Retype the data exactly, leaving nothing out.
******
PR #17832, opened 2021-07-29
Add command to generate a system check

tsteur:
### Description:

Needed for https://github.com/matomo-org/developer-documentation/pull/498

### Review

* [ ] Functional review done
* [ ] Code review done

### DIFF
--- a/plugins/CoreConsole/Commands/GenerateSystemCheck.php
+++ b/plugins/CoreConsole/Commands/GenerateSystemCheck.php
@@ -48,7 +48,7 @@ class GenerateSystemCheck extends GeneratePluginBase
 
         $this->writeSuccessMessage($output, array(
             sprintf('plugins/%s/Diagnostic/%s.php for %s generated.', $pluginName, $className, $pluginName),
-            sprintf('You should now implement the method called <comment>execute</comment> in %.php', $className),
+            sprintf('You should now implement the method called <comment>execute</comment> in %s.php', $className),
             'You also need to make the diagnostic check known to Matomo in your "plugins/'.$pluginName.'/config/config.php".',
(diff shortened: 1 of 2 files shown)


tsteur:
Because the example plugin is neither in the release nor do we actually add the diagnostic check this should be fine to merge in 4.4.1 maybe. Otherwise can do in Matomo 4.5.0. Added some documentation in https://github.com/matomo-org/developer-documentation/pull/498

plugins/CoreConsole/Commands/GenerateSystemCheck.php
```diff
@@ -0,0 +1,106 @@
...
+                                'ExamplePlugin'  => $pluginName,
+        );
+
+        $whitelistFiles = array('/Diagnostic', '/Diagnostic/ExampleCheck.php');
+
+        $this->copyTemplateToPlugin($exampleFolder, $pluginName, $replace, $whitelistFiles);
+
+        $this->writeSuccessMessage($output, array(
+            sprintf('plugins/%s/Diagnostic/%s.php for %s generated.', $pluginName, $className, $pluginName),
+            'You should now implement the method called <comment>execute</comment> in API.php',
```
sgiehl:
```suggestion
            sprintf('You should now implement the method called <comment>execute</comment> in %.php', $className),
```

sgiehl (changes requested):

plugins/CoreConsole/Commands/GenerateSystemCheck.php
diosmosis: Should that be `%s`?

tsteur:
Thanks @sgiehl  👍  applied the patch

PR #17835, opened 2021-07-29
Fix sorting of Geolocation providers

sgiehl:
### Description:

Geolocation providers can be defined together with an `order`. This flag is used to sort the providers to generate the list of all providers. Currently when two providers have the same order flag, the second provider will replace the first on in the list. Currently this can cause problems when installing a new provider (like IP2Location), as the currently used geoip2php suddenly gets unavailable.

### Review

* [ ] Functional review done
* [ ] Code review done


diosmosis:
Could this benefit from a quick test?

sgiehl:
@diosmosis Added some simple tests. The second one would currently fail on 4.x-dev

PR #17842, opened 2021-07-30
Revert "more private Referrer-Policy: use strict-origin-when-cross-origin "

tsteur:
Reverts matomo-org/matomo#17382

Otherwise it may break the overlay if overlay is loaded cross origin (eg a different domain) as it would only receive the origin referrer but not path and subquery.


justinvelluppillai (approved):
👍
******
# YOUR SOLUTION
PR #17832, opened 2021-07-29
Add command to generate a system check

tsteur:
### Description:

Needed for https://github.com/matomo-org/developer-documentation/pull/498

### Review

* [ ] Functional review done
* [ ] Code review done

### DIFF
--- a/plugins/CoreConsole/Commands/GenerateSystemCheck.php
+++ b/plugins/CoreConsole/Commands/GenerateSystemCheck.php
@@ -48,7 +48,7 @@ class GenerateSystemCheck extends GeneratePluginBase
 
         $this->writeSuccessMessage($output, array(
             sprintf('plugins/%s/Diagnostic/%s.php for %s generated.', $pluginName, $className, $pluginName),
-            sprintf('You should now implement the method called <comment>execute</comment> in %.php', $className),
+            sprintf('You should now implement the method called <comment>execute</comment> in %s.php', $className),
             'You also need to make the diagnostic check known to Matomo in your "plugins/'.$pluginName.'/config/config.php".',
(diff shortened: 1 of 2 files shown)


tsteur:
Because the example plugin is neither in the release nor do we actually add the diagnostic check this should be fine to merge in 4.4.1 maybe. Otherwise can do in Matomo 4.5.0. Added some documentation in https://github.com/matomo-org/developer-documentation/pull/498

plugins/CoreConsole/Commands/GenerateSystemCheck.php
```diff
@@ -0,0 +1,106 @@
...
+                                'ExamplePlugin'  => $pluginName,
+        );
+
+        $whitelistFiles = array('/Diagnostic', '/Diagnostic/ExampleCheck.php');
+
+        $this->copyTemplateToPlugin($exampleFolder, $pluginName, $replace, $whitelistFiles);
+
+        $this->writeSuccessMessage($output, array(
+            sprintf('plugins/%s/Diagnostic/%s.php for %s generated.', $pluginName, $className, $pluginName),
+            'You should now implement the method called <comment>execute</comment> in API.php',
```
sgiehl:
```suggestion
            sprintf('You should now implement the method called <comment>execute</comment> in %.php', $className),
```

sgiehl (changes requested):

plugins/CoreConsole/Commands/GenerateSystemCheck.php
diosmosis: Should that be `%s`?

tsteur:
Thanks @sgiehl  👍  applied the patch

PR #17835, opened 2021-07-29
Fix sorting of Geolocation providers

sgiehl:
### Description:

Geolocation providers can be defined together with an `order`. This flag is used to sort the providers to generate the list of all providers. Currently when two providers have the same order flag, the second provider will replace the first on in the list. Currently this can cause problems when installing a new provider (like IP2Location), as the currently used geoip2php suddenly gets unavailable.

### Review

* [ ] Functional review done
* [ ] Code review done


diosmosis:
Could this benefit from a quick test?

sgiehl:
@diosmosis Added some simple tests. The second one would currently fail on 4.x-dev

PR #17842, opened 2021-07-30
Revert "more private Referrer-Policy: use strict-origin-when-cross-origin "

tsteur:
Reverts matomo-org/matomo#17382

Otherwise it may break the overlay if overlay is loaded cross origin (eg a different domain) as it would only receive the origin referrer but not path and subquery.


justinvelluppillai (approved):
👍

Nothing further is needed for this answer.